# :) how to tame them......



## cowgalsarah (Nov 1, 2005)

i got new pigeons on monday but i was wondering how to tame them,, i talk to them every day and walk up to them slowly, i dosnt seem to be working...


----------



## Reti (Jul 20, 2003)

It takes time and patience. Sometimes it takes months, up to a year for a pigeon to trust you.
Keep doing what you are doing, eventually they will learn to trust you.

Reti


----------



## Skyeking (Jan 17, 2003)

It will take longer then a week. The more time you spend with them the quicker the taming. I spent whole summers (I practically lived with them) in my dads coop when I was 10, I sure made some pets out of his racing birds. LOL I had one hen, Cooper who was so tame she kissed me and tried to preen my hair.


----------



## dekebrent (Jun 17, 2005)

I've had my pigeon for about six months, and as Treesa said, the key is spending time. At first, my pigeon wanted nothing to do w/ me, despite the fact that I had to administer medication to her. I was subjected to grunts and wing-slaps. But after a few months and some time together, she eventually started cooing to me (and cooing for me when she wants my attention), and now gives me "pidjie kisses" on my nose and forehead.

You're doing the right things -- talking in a soft voice, moving slowly. In due time, your pigeons will start communicating w/ you through their noises, and once you gain their trust, the may allow you to approach them.


----------



## cowgalsarah (Nov 1, 2005)

*thanks*

thanks for the tips, when they are tame do they fly on to you or stand there when you walk up to them?? what do they do


----------



## jimmyrenex (Mar 27, 2005)

Do exactly what they said and in time you will see that your birds may start to relax in your presence. It may take a long time before they become calm enough to call them tame. If you have a group of pigeons and a big loft, they may never become truly tame. If you want a truly tame pigeon, get a single young bird right from the nest and rear it yourself. If it is alone and you are its only company, it will see you as a companion. It may be a lot of work and patience, but if you want a bird that will come to you and hang around with you, I think thats the best way to start. I could be wrong, but thats just my experience.

Jimmy


----------



## dekebrent (Jun 17, 2005)

My pet pigeon was a feral that I rescued, so developing trust in her has not been easy. After six months, she allows me to approach her face-to-face when she's on her perch, the wine cabinet. She'll also give me peck kisses. She will not allow me to reach out and grab her or pet her while she's standing around. She cocks her head and recoils some when she sees my hands. But while she is not a fan of my hands, on occasion I will be able to pick her up, and she does enjoy petting in my hands once she's settled down a little.

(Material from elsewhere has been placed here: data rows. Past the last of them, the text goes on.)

PR #539, opened 2024-03-06
Support for PHP 8

Korben00:
### Description

This pull request includes updates to transition the project's PHP support to version 8.0. These changes are necessary to ensure the project stays compatible with the latest PHP version, providing improved performance, security, and newer language features. The update involves modifications to composer.json, composer.lock, and readme.txt files, alongside code adjustments in src/Integration/DefaultLogger.php to align with PHP 8 standards.

### Changes

**1.     composer.json and composer.lock:**

- Updated PHP requirement to "php": "8.0".
- Upgraded dependencies to their PHP 8 compatible versions. This includes major version upgrades for packages such as symfony/yaml from ^2.6 to ^5.3, phpunit/phpunit from * to ^9.3, and psr/log from ^1.0 to ^3.0, among others.
- Adjusted platform config setting to PHP 8.0, ensuring consistency across development and production environments.

**2.     src/Integration/DefaultLogger.php:**

- Implemented type declarations and return type void for methods log and debug to comply with the PHP 8 standards.
- Replaced array notation with [] for default parameter values and function return types.
- Introduced Stringable|string for $message parameter type hinting, leveraging PHP 8's union types and promoting more flexible logging capabilities.

**3.     readme.txt:**

- Updated the "Requires PHP" version to 8.0 to inform users and contributors about the new PHP version requirement.

### DIFF
--- a/.github/workflows/php.yml
+++ b/.github/workflows/php.yml
@@ -14,7 +14,7 @@ jobs:
     strategy:
       fail-fast: false
       matrix:
-        php-versions: ['8.0', '8.1']
+        php-versions: ['8.0', '8.1', '8.2', '8.3']
         experimental: [false]
 
 
--- a/.github/workflows/php.yml
+++ b/.github/workflows/php.yml
@@ -14,11 +14,8 @@ jobs:
     strategy:
       fail-fast: false
       matrix:
-        php-versions: ['7.2', '7.3', '7.4']
+        php-versions: ['8.0', '8.1']
         experimental: [false]
-        include:
-          - php-versions: '8.0'
-            experimental: true
 
 
     steps:
--- a/composer.json
+++ b/composer.json
@@ -10,18 +10,18 @@
   "type": "wordpress-plugin",
   "require": {
     "cloudflare/cf-ip-rewrite": "^1.0.0",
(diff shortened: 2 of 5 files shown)


.github/workflows/php.yml
```diff
@@ -14,11 +14,8 @@ jobs:
     strategy:
       fail-fast: false
       matrix:
-        php-versions: ['7.2', '7.3', '7.4']
+        php-versions: ['8.0', '8.1']
```
LeoColomb, line 17:
```suggestion
        php-versions: ['8.0', '8.1', '8.2', '8.3']
```

LeoColomb:
Mentioning @aseure, just in case 😊

Korben00:
Any time to review ?

lkraav:
Indeed, standard practice still today is to keep at least PHP 7.4 in play.

LeoColomb:
@aseure @lkraav Thanks for your replies.
While I'm personally not a big fan of standard practices actually specific to WordPress, I understand the reasoning. 😊

Thus, we've just submitted another PR (#541) which does not touch the platform version but allows working around the compatibility/conflict issue with the dependencies.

From what I've been told, each birds actions when they are at some level of tameness will vary. Some might come to you and sit on your shoulder, others might just allow you to approach w/o grunting at you. One woman here in my are has had a pet pigeon for 9 years, and the pigeon still grunts at her and does not like touching ... but the pet pigeon adores the woman and watches TV w/ her regularly.

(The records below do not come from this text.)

Issue #528, opened 2023-12-12
PHP 8.2 Compatibility


fliespl:
### Confirmation

- [X] My issue isn't already found on the issue tracker.
- [X] I have replicated my issue using the latest version of the plugin and it is still present.

### WordPress version

6.4.2

### Cloudflare-WordPress version

4.12.2

### PHP version

8.2.8

### Expected result

Successful plugin activation

### Actual result

$ wp plugin activate cloudflare
PHP Fatal error:  Declaration of CF\Integration\DefaultLogger::debug($message, array $context = []) must be compatible with Psr\Log\AbstractLogger::debug(Stringable|string $message, array $context = []): void in /nas/content/live/forwardsite/wp-content/plugins/cloudflare/src/Integration/DefaultLogger.php on line 42
Fatal error: Declaration of CF\Integration\DefaultLogger::debug($message, array $context = []) must be compatible with Psr\Log\AbstractLogger::debug(Stringable|string $message, array $context = []): void in /nas/content/live/forwardsite/wp-content/plugins/cloudflare/src/Integration/DefaultLogger.php on line 42

### Steps to reproduce

Trying to use plugin with php 8.2.8.

fliespl:
It's a collision with rollbar plugin.

xanghyr:
Hello !
Any news about when this will be fixed ? I'm actualy running into the same issue and can't enable the plugin.

tomkyser:
> Hello ! Any news about when this will be fixed ? I'm actualy running into the same issue and can't enable the plugin.
> 
> edit : I don't have the "rollbar plugin" on my side.

So we fixed this by forcing certain composer dependencies namely psr/log to use different versions that are compatible with the cloudflare plugin's requirements.

I**F you are using composer for your project try:**
`"psr/log": "^1.0.0",`

If that doesn't fix it then you'll need to keep digging: `composer why {insert a desperate guess dependency name} -t`

There is already a PR that would fix this, not sure why they haven't done it yet. https://github.com/cloudflare/Cloudflare-WordPress/pull/541

PR #541, opened 2024-03-25
Allow `psr/log` v3 when using composer

### LINKED ISSUE #445: 4.7.0 Guzzle dependency breaks sites using different versions

### LINKED ISSUE #470: Update psr/log to 3.0
### Confirmation

### WordPress version

Latest

Latest

### PHP version

8.0

### Expected result

I currently have a project that uses `psr/log` but upon updating to 3.0 I'm getting an error thrown from Cloudflare's implementation due to the `::debug` declaration when extending `AbstractLogger`.

I'd like to request that `psr/log` be updated to 3.0 on the plugin to resolve the conflict if possible.

I'm open to doing a PR for this.

### Actual result

```sh
2022/05/03 07:40:24 [error] 11363#11363: *29714057 FastCGI sent in stderr: "PHP message: PHP Fatal error:  Declaration of CF\Integration\DefaultLogger::debug($message, array $context = []) must be compatible with Psr\Log\AbstractLogger::debug(Stringable|string $message, array $context = []): void in /home/example/webapps/example-staging/releases/20220503073807/web/app/plugins/cloudflare/src/Integration/DefaultLogger.php on line 42"
```

### Steps to reproduce

1. Require psr/log into your site/project (e.g. through composer).
2. Get thrown the error above due to declaration incompatibility.

### Additional factoids

_No response_

### References

_No response_

### LINKED ISSUE #490: Dependency on Psr/log breaks sites using different versions
### Confirmation

### WordPress version

6.0

4.10.1

### PHP version

8

### Expected result

A fatal error should not occur.

### Actual result

A fatal error with the following message occurs.

```
Fatal error: Declaration of Psr\Log\NullLogger::log($level, Stringable|string $message, array $context = []): void must be compatible with Psr\Log\LoggerInterface::log($level, $message, array $context = []) in /app/public/wp-content/themes/site.tld/vendor/psr/log/src/NullLogger.php on line 26
```

### Steps to reproduce

1. Install 4.10.1 version of Cloudflare for WordPress.
2. Create a theme which depends on and uses Psr/log 3.0.0

### Additional factoids

_No response_

### References

A similar issue has occured and has been dealt with in https://github.com/cloudflare/Cloudflare-WordPress/issues/445.

LeoColomb:
Alternative solution for #539.
This helps to work around the issue regarding the conflicted dependencies (specifically `Psr\Log` package).
This would allow installing the package on a PHP 8 server via Composer, while keeping the wp.org plugin a PHP 7.x target.

> [!NOTE]
> This change requires the plugin to be published as a standard package on Packagist and then be released with a new tag.
> https://packagist.org/packages/submit

> [!Warning]
> A conditional class definition is unfortunately required to match `psr/log` methods signatures.
> This is not very pretty, but, again, required.
> [`b6e81b9`](https://github.com/cloudflare/Cloudflare-WordPress/pull/541/commits/b6e81b9ba1bd64d3a12ea31c363d119cb3d44bb4)

---
* Closes #539
* Resolves #490
* Resolves #470
* Resolves #445 
* Ref #528
* Closes Cloudflare case 3130507
* Ref https://wordpress.org/support/topic/compatibility-with-php-8-2-20/
* Ref https://wordpress.org/support/topic/php-function-deprecated-php-in-8-2/
* Ref https://wordpress.org/support/topic/w3totalcache-cloudflare-extension-vs-cloudflare-apo-wordpress-plugin/
* Ref https://wordpress.org/support/topic/fatal-error-on-plugin-activation-42/
* Ref https://wordpress.org/support/topic/php-fatal-error-psrlog-php8/

---

cc @Korben00

### DIFF
--- a/cloudflare.loader.php
+++ b/cloudflare.loader.php
@@ -1,6 +1,8 @@
 <?php
 
-require_once __DIR__.'/vendor/autoload.php';
+if (!class_exists('CloudFlare\IpRewrite')) {
+	require_once __DIR__.'/vendor/autoload.php';
+}
 
 use CloudFlare\IpRewrite;
 
--- a/composer.json
+++ b/composer.json
@@ -11,7 +11,7 @@
   "require": {
     "cloudflare/cf-ip-rewrite": "^1.0.0",
     "symfony/polyfill-intl-idn": "*",
-    "psr/log": "^1.0"
+    "psr/log": "^1.0 || ^3.0"
   },
   "require-dev": {
     "symfony/yaml": "~2.6",
@@ -40,5 +40,8 @@
     "allow-plugins": {
       "dealerdirect/phpcodesniffer-composer-installer": true
     }
+  },
+  "extra": {
+    "installer-name": "cloudflare"
   }
 }
--- a/composer.lock
+++ b/composer.lock
@@ -4,7 +4,7 @@
         "Read more about it at https://getcomposer.org/doc/01-basic-usage.md#installing-dependencies",
         "This file is @generated automatically"
     ],
-    "content-hash": "e8665bcdae6db5846ed6b42aef3e563e",
+    "content-hash": "38f0352fff5fc31da5152c8912eb191e",
     "packages": [
         {
             "name": "cloudflare/cf-ip-rewrite",
--- a/src/Integration/DefaultLogger.php
+++ b/src/Integration/DefaultLogger.php
@@ -6,6 +6,9 @@ use Psr\Log\AbstractLogger;
 use Psr\Log\LogLevel;
 use Psr\Log\LoggerInterface;
 
+# if (Psr\Log version < 2)
+if (class_exists('Psr\Log\Test\DummyTest')):
+
 class DefaultLogger extends AbstractLogger implements LoggerInterface
 {
     private $debug;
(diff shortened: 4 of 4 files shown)


JulienMelissas:
Would be great to get this fixed! We had a few hundred sites go down today updating Cloudflare via Composer thanks to this fun error 😅 (still trying to figure out why the error didn't show itself in staging)

LeoColomb:
@JulienMelissas If you are a business customer of Cloudflare, don't hesitate to open an internal ticket in their support area. If so, feel free to reference our ticket 3130507.

LeoColomb:
@aseure @jacobbednarz @william-woodhead Any possible feedback?

tomkyser:
@aseure @jacobbednarz @william-woodhead any update? I've got a pile of duct tape getting our composer based project to work with this plugin specifically being the issue. What's holding it up?

dev-triboo:
@aseure  @jacobbednarz  @william-woodhead any update?

thedavidthomas:
Can this be merged instead of automatically closing it please?

asha23:
This still needs fixing - Without it, this plugin is useless for some of us running composer dependencies on php 8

Hang in there, spend some time and be patient. They, pigeons, are wonderful.


----------



## Maggie-NC (Jun 22, 2005)

Sarah, each pigeon has its own, individual personality. There are some pigeons that, no matter how much time you spend with them, will remain aloof and reserved around you. Then there is another level where the pigeons will come to you, want to be around you, but don't want you to touch them. I have found that if I slowly move my hand toward them they will nibble my fingers. Then there are the pigeons that will shower you with affection. I go into our aviary and almost before the door closes they are on me, nuzzling my face, nibbling my ears, teeth (yes, they do) lying down on my shoulder where I can place my hand anywhere on them.

One thing I have found is that even the most reserved of pigeons enjoy it when I sit down in the aviary, either on the ground or a stool. It won't be long before all of them are at my feet, some jump in my lap, others just coo and strut around me. The funny thing about the 2nd group I mention is that we can bring them in the house and they are not frightened. We put them on the counter in the kitchen or on the floor and they begin strutting or turning in circles, grunting and cooing. Yet, they still don't want to be touched.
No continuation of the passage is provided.